**Exercise aim**
In the material below, find each line with the word "vmaerten" and list it.
▬▬▬▬▬▬
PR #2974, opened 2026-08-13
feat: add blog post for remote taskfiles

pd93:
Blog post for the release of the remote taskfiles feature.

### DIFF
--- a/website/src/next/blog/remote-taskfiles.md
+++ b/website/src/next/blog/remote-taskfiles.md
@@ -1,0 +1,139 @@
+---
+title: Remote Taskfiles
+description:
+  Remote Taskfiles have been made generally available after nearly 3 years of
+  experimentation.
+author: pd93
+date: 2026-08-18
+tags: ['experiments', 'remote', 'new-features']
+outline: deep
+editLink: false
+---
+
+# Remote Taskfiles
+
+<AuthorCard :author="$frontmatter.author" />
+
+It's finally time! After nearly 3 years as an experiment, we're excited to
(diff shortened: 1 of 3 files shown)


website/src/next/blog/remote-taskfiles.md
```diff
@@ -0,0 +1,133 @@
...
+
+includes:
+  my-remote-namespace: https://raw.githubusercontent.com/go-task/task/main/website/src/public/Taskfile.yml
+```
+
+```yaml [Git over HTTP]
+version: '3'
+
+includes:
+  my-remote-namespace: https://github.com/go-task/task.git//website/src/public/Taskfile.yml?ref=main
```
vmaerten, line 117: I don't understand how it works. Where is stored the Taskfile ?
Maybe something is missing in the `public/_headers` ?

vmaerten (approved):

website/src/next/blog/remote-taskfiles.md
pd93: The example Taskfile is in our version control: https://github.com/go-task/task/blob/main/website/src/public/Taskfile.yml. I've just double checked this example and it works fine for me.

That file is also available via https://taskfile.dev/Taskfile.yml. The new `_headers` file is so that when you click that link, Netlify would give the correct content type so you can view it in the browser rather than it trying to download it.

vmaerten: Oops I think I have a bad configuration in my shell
▬▬▬▬▬▬
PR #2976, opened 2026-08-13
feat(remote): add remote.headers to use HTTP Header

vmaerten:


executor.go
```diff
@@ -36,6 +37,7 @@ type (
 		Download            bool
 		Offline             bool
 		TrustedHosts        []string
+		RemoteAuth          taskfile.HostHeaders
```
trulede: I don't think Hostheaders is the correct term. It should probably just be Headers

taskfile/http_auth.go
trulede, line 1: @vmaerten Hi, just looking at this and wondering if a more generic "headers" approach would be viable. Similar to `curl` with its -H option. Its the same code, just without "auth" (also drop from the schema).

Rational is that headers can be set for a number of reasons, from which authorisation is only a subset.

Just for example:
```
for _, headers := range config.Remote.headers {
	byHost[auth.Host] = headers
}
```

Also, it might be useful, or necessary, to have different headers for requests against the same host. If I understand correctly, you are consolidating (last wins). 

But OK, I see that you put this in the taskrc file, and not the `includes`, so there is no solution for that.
▬▬▬▬▬▬
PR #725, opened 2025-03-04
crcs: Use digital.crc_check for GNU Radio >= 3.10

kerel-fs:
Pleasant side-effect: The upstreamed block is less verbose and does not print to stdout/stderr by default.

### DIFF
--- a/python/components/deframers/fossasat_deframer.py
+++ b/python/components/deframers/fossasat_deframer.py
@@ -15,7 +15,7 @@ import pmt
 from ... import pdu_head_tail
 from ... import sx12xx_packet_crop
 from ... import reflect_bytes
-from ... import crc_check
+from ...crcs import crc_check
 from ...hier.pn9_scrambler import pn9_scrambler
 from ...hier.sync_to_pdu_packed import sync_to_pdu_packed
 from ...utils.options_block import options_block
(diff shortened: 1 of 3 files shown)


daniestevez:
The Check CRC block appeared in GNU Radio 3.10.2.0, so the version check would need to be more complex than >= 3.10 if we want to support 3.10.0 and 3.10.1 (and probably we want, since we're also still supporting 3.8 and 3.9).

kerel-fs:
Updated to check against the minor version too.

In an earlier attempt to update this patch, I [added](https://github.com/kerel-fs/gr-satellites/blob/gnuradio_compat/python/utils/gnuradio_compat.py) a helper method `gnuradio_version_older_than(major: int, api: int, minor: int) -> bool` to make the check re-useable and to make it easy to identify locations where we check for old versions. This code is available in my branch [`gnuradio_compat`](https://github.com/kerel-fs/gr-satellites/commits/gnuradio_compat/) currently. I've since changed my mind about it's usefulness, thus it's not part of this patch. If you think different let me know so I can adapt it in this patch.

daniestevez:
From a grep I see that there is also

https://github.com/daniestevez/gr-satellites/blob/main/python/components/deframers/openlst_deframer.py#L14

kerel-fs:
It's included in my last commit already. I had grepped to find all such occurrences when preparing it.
▬▬▬▬▬▬
**Result of the task**
vmaerten, line 117: I don't understand how it works. Where is stored the Taskfile ?
vmaerten (approved):
vmaerten: Oops I think I have a bad configuration in my shell
vmaerten:
trulede, line 1: @vmaerten Hi, just looking at this and wondering if a more generic "headers" approach would be viable. Similar to `curl` with its -H option. Its the same code, just without "auth" (also drop from the schema).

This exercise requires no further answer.